Stockholm à la carte – Guide pratique de la capitale suédoise

Albert Watson et Edward Burtynsky au Fotografiska.

Le Fotografiska présente deux maîtres de la photographie, un dans la mode et l’autre dans l’industrie et ses ravages sur la planète. N’hésitez pas à venir admirer Albert Watson et Edward Burtynsky qui ont tous les deux une identité très forte et un registre très différent.

Photographies d’Albert Watson

Albert Watson – du 25 mars au 12 juin 2011

Ce photographe né en 1942 et d’origine écossaise est connu pour ses photos de mode, de personnalités et d’art qui sont exposées dans le monde entier. Après avoir étudié au Royal College of Art à Londres, il a déménagé aux États-Unis dans les années 70. Il a notamment réalisé les couvertures de Vogue (plus de 200 fois !) et celles du magazine Rolling Stones. Il a été nommé un des photographes qui ont eu le plus d’influence de tous les temps. Albert Watson a aussi créé les photos pour les campagnes publicitaires de marques telles que Gap, Levis, Revlon et Chanel (plus de 650). Ses images ont un impact très fort, sont très travaillées, contrastées (mettant en valeur les ombres, les textures, les couleurs, les lumières : tout jusqu’au moindre détail, Albert Watson recherche la perfection). Elles sont de véritables œuvres d’art, certaines sont devenues des icônes.
Ses photos les plus connues : les nus de Kate Moss, Naomi Campbell, Alfred Hitchcock tenant une oie par le cou (pour la magazine Harper’s Bazaar), Mick Jagger, Jack Nicholson et les photos de Las Vegas (les hôtels, le panneau « God » – The God Sign et la route 15). L’exposition au Fotografiska présente 120 de ses images. L’original de la fameuse photo de Kate Moss (âgée de 17 ans, photographiée nue sur un toit à Marrakesh en 1993) a été vendue en 2007 lors d’une vente aux enchères pour 100 000 dollars.

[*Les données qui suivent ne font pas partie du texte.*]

PR #605, opened 2018-01-30
Add note for wide ruby annotations (#250).

### LINKED ISSUE #250: rubyAlign and wide ruby text
10.2.34 tts:rubyAlign
https://www.w3.org/TR/2016/WD-ttml2-20161117/#style-attribute-rubyAlign

> The tts:rubyAlign attribute is used to specify the position of ruby text within the inline area generated by the ruby text container annotation.

What about the (common) case where the ruby text is longer than the base text?  Note that in CSS a property such as ruby-align applies the distribution of text to the smaller of the ruby text _or_ base text, rather than just to the ruby text, ie. it operates on the shorter of the two.

cconcolato:
closes #250


spec/ttml2.xml
```diff
@@ -11819,6 +11819,13 @@ have no impact on ruby alignment.</p>
 </note>
 <p>If a computed value of the property associated with this attribute is not supported,
 then a <loc href="#terms-presentation-processor">presentation processor</loc> must use the value <code>auto</code>.</p>
+<note role="elaboration">
+<p>In this specification, ruby annotations in subtitling events are assumed to be narrow, so as to ease their reading. As a consequence,
```
nigelmegitt: I'm not happy to reference subtitling events in TTML2. That's a specific usage and should be in IMSC. Rather, we should switch "subtitling events" for "timed text applications" and "so as to ease their reading" for "since presentation space and available time are often constrained" (happy for tweaks to be made to the precise wording)

cconcolato:
@nigelmegitt I've tweaked the wording. How does it read now? Can you approve?

nigelmegitt:
Thanks @cconcolato I don't have any problem with that text now, but there's no point in merging it unless it also helps with the issue - so @r12a please could you take a look at this and see if it addresses your issue?

I note that this specific proposal for a note was not mentioned in the issue. In fact the last comment, from June, is suggesting a change to the semantics of rubyAlign, rather than a note.

nigelmegitt:
Closing and reopening to trigger travis.

skynavga:
@nigelmegitt I propose we merge the (now updated) note as an adequate response to the initial comment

Exposition Oil d’Edward Burtynsky

Edward Burtynsky – du 22 avril au 26 juin 2011

D’origine canadienne, Edward Burtynsky (1955) est célèbre pour ses grands formats de paysages industriels. Ses œuvres sont présentes au musée Guggenheim, à la Galerie Nationale au Canada et à la Bibliothèque Nationale à Paris. Très jeune il s’est intéressé à la photo et c’est son père qui lui a en premier enseigné comment faire des photos noir et blanc. Burtynsky dit avoir été marqué  par l’usine General Motors située dans sa ville natale. Ses photographies décrivent le lien entre la nature et l’industrie à travers des mines, des carrières, des sites de production, d’extraction et de transport d’huile. Ses images sont très expressives et graphiques. Une beauté née de ces paysages dévastés et défigurés. On est partagé entre l’extase et le dégout. On trouve parmi ses photos des montagnes de pneus, des rivières rouge vif de résidus de nickel, le démantèlement de ferrys gigantesques au Bangladesh, les entrelacements infinis d’autoroutes à Los Angeles, les champs d’extraction d’huile en Azerbaïdjan.

Burtynsky a aussi photographié le Deepwater Horizon en train de perdre son huile dans le Golfe du Mexique (avril 2010 à septembre 2010), les fabriques de chaussures en Chine (avec des autorisations qui ont parfois mis un an à être obtenues…). Burtynsky nous montre l’impact grandissant de l’homme sur la planète et ses images nous appellent à réfléchir sur notre mode de vie. il souhaite encourager les gens à vivre de manière plus durable, avec entre autres la création d’un site, un film, des séminaires etc.
L’exposition intitulée Oil nous montre le cycle de vie de ce produit. Son extraction, son transport, son utilisation par les grandes métropoles et l’obssession créée autour de ce produit.